Information provided

___

PR #511, opened 2022-02-12
[OPERATOR-543] Allow adding custom labels to portworx-api service

pure-jliao:

**What this PR does / why we need it**: To pass custom labels to portworx-api service

Closes # [OPERATOR-543](https://portworx.atlassian.net/browse/OPERATOR-543)

### DIFF
--- a/pkg/util/test/util.go
+++ b/pkg/util/test/util.go
@@ -420,6 +420,11 @@ func ValidateStorageCluster(
 		return err
 	}
 
+	// Validate Portworx API Service
+	if err = validatePortworxAPIService(liveCluster, timeout, interval); err != nil {
+		return err
+	}
+
 	if err = validateComponents(pxImageList, liveCluster, timeout, interval); err != nil {
 		return err
 	}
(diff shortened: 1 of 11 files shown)


pkg/util/test/util.go
```diff
@@ -784,6 +789,30 @@ func validatePortworxService(namespace string) error {
...
+		for k, expectedVal := range cluster.Spec.Metadata.Labels["service/portworx-api"] {
+			if actualVal, ok := service.Labels[k]; !ok || actualVal != expectedVal {
+				return fmt.Errorf("failed to validate Service %s/%s custom labels, label %s doesn't exist or value doesn't match", cluster.Namespace, pxAPIServiceName, k)
+			}
+		}
+		for k := range service.Labels {
+			if k == "name" {
+				continue
+			}
+			if _, ok := cluster.Spec.Metadata.Labels["service/portworx-api"]; !ok {
```
piyush-nimbalkar, line 808: Here we are only checking of the portworx-api labels exist or not in the metadata. We should also check if the actual label `k` is present or not in the metadata labels of portworx-api. Something like this - 
```
if metadataLabels, ok := cluster.Spec.Metadata.Labels["service/portworx-api"]; ok {
  if _, ok := metadataLabels[k]; ok {
    return fmt.Errorf("failed to validate Service %s/%s custom labels, found unexpected label %s", cluster.Namespace, pxAPIServiceName, k)
  }
} else {
  return fmt.Errorf("failed to validate Service %s/%s custom labels, found unexpected label %s", cluster.Namespace, pxAPIServiceName, k)
}
```

piyush-nimbalkar (approved):
This looks great! Feel free to merge after addressing the comment.

pkg/util/test/util.go
pure-jliao: dou you mean the validation from line 798 to 803? I have 2 loops of validations here.

piyush-nimbalkar: No, I do not mean that. I see the first loop is checking that all labels in storagecluster are added correctly to the service. While the second loop is checking that all the service labels are coming from the stc and stc only. Basically, we are validating the removal of labels.
In this `if` condition, we should be checking if the `key` from the service labels exists in the stc. What you are checking right now is just whether their are labels present in the stc for `service/portworx-api`.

___

Exercise objective
Return solely the number of lines in the data that include the word "Spec".

Exercise answer
3